In today's fast paced world, the user does not need to know about the in and outs of a website or web application to detect vulnerabilities and security issues in it. Nor do they need to know how to write regular expressions or have access to the web server configuration, which might lead to other security issues. Configuring URL rewrite rules should be simple; specify the URL & the parameters and let the scanner automate the URL rewrite configuration for you, as it is in Netsparker.
But we at Netsparker are not settling for just this. We love a new challenge and we are going a step further. Currently, we are working on a new feature for both Netsparker Desktop and our online web application security scanner Netsparker Enterprise that will automatically detect URL Rewrite rules for crawling and attacking purposes. Therefore there is nothing that the user needs to do. Of course we will still allow the geeky users to configure their own rules should they want to, but we are further simplifying the process without losing any of the product's capabilities.
More Accurate Web Vulnerability Scans and More Secure Websites and Web Applications
Garbage in, garbage out. If you are not familiar with this term, it means that if you feed garbage to a computer it will produce garbage since it operates by logical processes. The same applies to a web application security scanner. If it is difficult to configure, users will not configure it correctly and it will produce incorrect scan results.
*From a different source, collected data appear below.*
PR #429, opened 2021-11-29
Fix: Compatibility of standard mode with actual version of SAVE-cli

kgevorkyan:
### What's done:
* Fix: Compatibility of standard mode with actual version of SAVE-cli

### DIFF
--- a/save-agent/src/linuxX64Main/kotlin/org/cqfn/save/agent/SaveAgent.kt
+++ b/save-agent/src/linuxX64Main/kotlin/org/cqfn/save/agent/SaveAgent.kt
@@ -20,6 +20,7 @@ import org.cqfn.save.domain.TestResultLocation
 import org.cqfn.save.domain.TestResultStatus
 import org.cqfn.save.plugins.fix.FixPlugin
 import org.cqfn.save.reporter.Report
+import org.cqfn.save.utils.STANDARD_TEST_SUITE_DIR
 
 import generated.SAVE_CLOUD_VERSION
 import io.ktor.client.HttpClient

This means it will fail to scan the website properly, report a lot of false positives and miss genuine vulnerabilities.
Web Application Security Automation Made Easy
Automation and easy to use security software is definitely the way forward if we would like to see more organizations adopt our solutions and develop more secure websites and web applications. As we have clearly shown, there is no need to limit any of the product's capabilities in order to deliver user friendly product. In fact both the desktop and online edition of our automated web application security scanners are fully blown scanners and every automated process can be overridden and configured manually. However, we have found that only the minority need such fully configurable scanners and we are happy to cater for them. Though the generic user base needs easy to use tools. After all they want to scan web applications and identify vulnerabilities and not fly rockets to the moon, unless of course they work for NASA, in which case, Cool!